Je ne suis pas un robot, malgré les ficelles que tente de cacher ma conscience. Je ne pourrais pas dire ce que sont ces cordes, si elles existent ou s’il y a, au bout de celles-ci, un quelconque Geppetto. Mon existence a beau suivre la houle du cosmos, ma liberté semble bel et bien réelle.
Mes bras, ma tête, mon corps semblent m’appartenir. Mes dents sont toujours en ivoire ou en céramique et mes yeux possèdent leur gélatine d’origine. Je suis chanceux, j’ai à peu près tout intact, avec ici et là quelques faiblesses et oxydations aux jointures.
Je ne porte pas toute l’attention nécessaire à ce corps, aux dires des spécialistes. Le destin, lui, connaît sans doute le nombre de pages qu’il reste à ma lecture aveugle. En cela, rien d’original. Et il fait beau aujourd’hui : froid et beau en ce jour d’anniversaire.
J’ai 66 ans, je ne me sens ni vieux ni jeune. Je suis toujours un peu le même perdu, le même fragile cerveau qui ne possède pas la logique ou la maturité de certains autour de moi. Je me sens souvent impuissant, car naïf à souhait.
Depuis mon adolescence, mon cerveau est ailleurs, il se colore d’une poésie de silences et de mots illogiques, teintant ma compréhension et mon bonheur.
Je sais que je ne suis pas un robot, ma vie n’est pas un montage d’histoires transistorisées, même si je comprends que les trois quarts de mes gestes sont décidés avant que je ne les décide, que mon corps agit comme une machine, Dieu merci, la plupart du temps, ce qui lui permet de gérer les tâches habituelles de régulation et de maintien.
Je ne suis pas un robot, mais j’obéis tout de même aux cycles de l’univers, aux lois de la nature pour lesquelles je n’ai rien décidé. Et puis, je n’en sais trop rien, au final. Mon cerveau veut sans cesse avoir le dernier mot, jusqu’à ce que la maladie, la fatigue, la faiblesse et, évidemment, la mort, un jour, prévalent. Et cela sans que je ne puisse riposter ou m’extirper des câbles de cette finalité qui nous attend tous.

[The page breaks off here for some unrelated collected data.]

Issue #775, opened 2017-07-02
Yearless dates are valid HTML but flagged


robinwhittleton:
[HTML5.1 allows yearless dates](https://www.w3.org/TR/html51/infrastructure.html#yearless-dates), but epubcheck currently flags them. It looks like amending the current set of regexes in datatypes.rnc to include something like `([0-9]{2})-([0-9]{2})` would fix it but this is the first time I’ve looked at the code so I’ll defer unless this doesn’t get picked up.

(somewhat similar to https://github.com/IDPF/epubcheck/issues/341)

tofi86:
AFAIK EPUB 3 specifies a specific HTML 5 subset which is not HTML 5.1 (am I right @mattgarrish?) and the newer HTML versions are only supported by EPUB 3.1 which however isn't supported by EpubCheck yet.

robinwhittleton:
Thanks for the reply. HTML5.0 also defines [a yearless date format](https://www.w3.org/TR/html5/infrastructure.html#valid-yearless-date-string) as [valid for the datetime attribute](https://www.w3.org/TR/html5/text-level-semantics.html#datetime-value), and it looks like EPUB 3.0 pretty much [wholesale imports the W3C HTML5.0 spec](http://www.idpf.org/epub/301/spec/epub-overview.html#refContentDocs3) (assuming XHTML serialisation)? Sorry if I’m getting this wrong, I’m pretty new to EPUB stuff.

mattgarrish:
Looks like a bug. From what I see, there's no accounting for yearless dates in the date.or.time datatype. I wouldn't modify html.date as that looks like it would allow in input/date which requires a year from my reading. Probably need a new date type like:

datatype.html5.date.or.time = datatype.html5.date | datatype.html5.month | datatype.html5.yearless | datatype.html5.time | datatype.html5.datetime.global

datatype.html5.yearless = xsd:token { pattern ='(--)?(0[1-9]|1[0-2])-(0[0-9]|[1-2][0-9]|3[0-1])' }

(All the other date patterns use simple [0-9] ranges, so maybe the above is a bit of overkill since it will still allow bad dates.)

rdeltour:
Closed in #957

PR #957, opened 2019-01-22
improve handling of dates/times/durations

mattgarrish:
Per the report in #775, the handling of dates and times is much more limited in epubcheck than html allows. This PR isn't going to fix all the issues, as some checks can really only be programmed; it's more an interim step to future integration.

What it does is make the following changes to better align with the html definitions:

- adds support for yearless dates, year-only dates, and durations for `time/datetime`
- allows a space in addition to 'T' for separating dates and times
- makes the colon optional in timezone offsets
- limits seconds to three digits after a period

I checked the valid/invalid files against validator.nu and the only discrepancy I found is that it doesn't recognize a yearless date that begins with two hyphens. It looks like a bug on that end, though, as the HTML specification clearly says [two optional hyphens are allowed at the start](https://www.w3.org/TR/html/infrastructure.html#yearless-dates).


rdeltour:
rebased and merged as ef5b94c9

PR #966, opened 2019-02-07
Set reported EPUB 3.x version to "3.2"

### LINKED ISSUE #943: Report 3.x validation as following the EPUB 3.2 rules
It current says:

```
Validating using EPUB version 3.0.1 rules
```

Thanks for the catch @murata2makoto!

rdeltour:
Fix #943


rdeltour:
> except having to change every test every time seems like a nuisance.

damn right 😭 (if only we weren't on a tight schedule and were able to massively cleanup the test suite before implementing all this! 🙃)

La vie est une rivière, disait le philosophe, dans laquelle nous ne goûtons jamais la même eau. C’est le paradoxe de notre existence qui poursuit son inéluctable mouvement vers une vallée profondément opaque.
Je tente d’écouter autour de moi le vent de la réalité. Je ne la perçois que par mes sens, et j’essaie de ne pas l’inventer a contrario de mes peureux neurones qui veulent tant de certitudes.
Je ne suis pas un robot, car, lorsque je me tais, je me sens envahi par un feu obscur. Je ne crois pas qu’une seule machine parvienne un jour, non pas à reproduire, mais à inventer ses émotions. Quand je rencontre un regard, je goûte à l’âme de mon interlocuteur. Quand j’écoute la voix des autres, j’entends les pulsions tintamarres de forêts lointaines, mais familières. Je fais partie d’une tribu éphémère, mais vivante. Je suis trop fragile pour me penser éternel. Je ne peux que partager ces fleurs que sont mes pensées. Je ne peux que donner, reproduire, chanter, plonger mes mains dans l’eau de notre océan commun, y faire des remous et des vagues.
Je ne suis pas un robot, et je ne suis pas seul. Ma conscience est certes un espace clos, avec quatre murs, une seule porte et peu de fenêtres. N’entre pas qui veut, n’observe pas qui peut. Mais je ne suis vraiment pas seul. Je dépends de ceux qui m’entourent, et aussi de ceux et celles qui vivent, travaillent, s’amusent, créent, de ceux et celles qui sèment le blé, soignent, dirigent.
Je fais partie d’un océan de non-robots. Parfois, on se demande s’il ne vaudrait pas mieux devenir froid comme une logique, quand on observe les fous et les clowns de ce monde qui cherchent à s’amuser aux dépens de l’espèce. Je n’y crois pas. Mieux vaut le combat des vivants qu’une armée de bras hydrauliques incapables d’inventer la prochaine danse.
Lorsque viendra le temps où mon souffle cessera, je ne sais si je serai seul face à une lumière aveuglante ou noyé dans un maelstrom de compréhension. Et si je m’apercevais à ce moment-là que je fus finalement un robot, je voudrais alors, j’en suis certain, demander quand même pourquoi le programme doit se terminer ainsi.
Vous serez peut-être des robots, vous qui vivez dans le futur. Je ne pense pas que ces mots vous parviennent. De toute manière, ils ne s’adressent pas à vous. Je ne suis pas fait de métal. Voilà pourquoi je lance des bouteilles à la mer.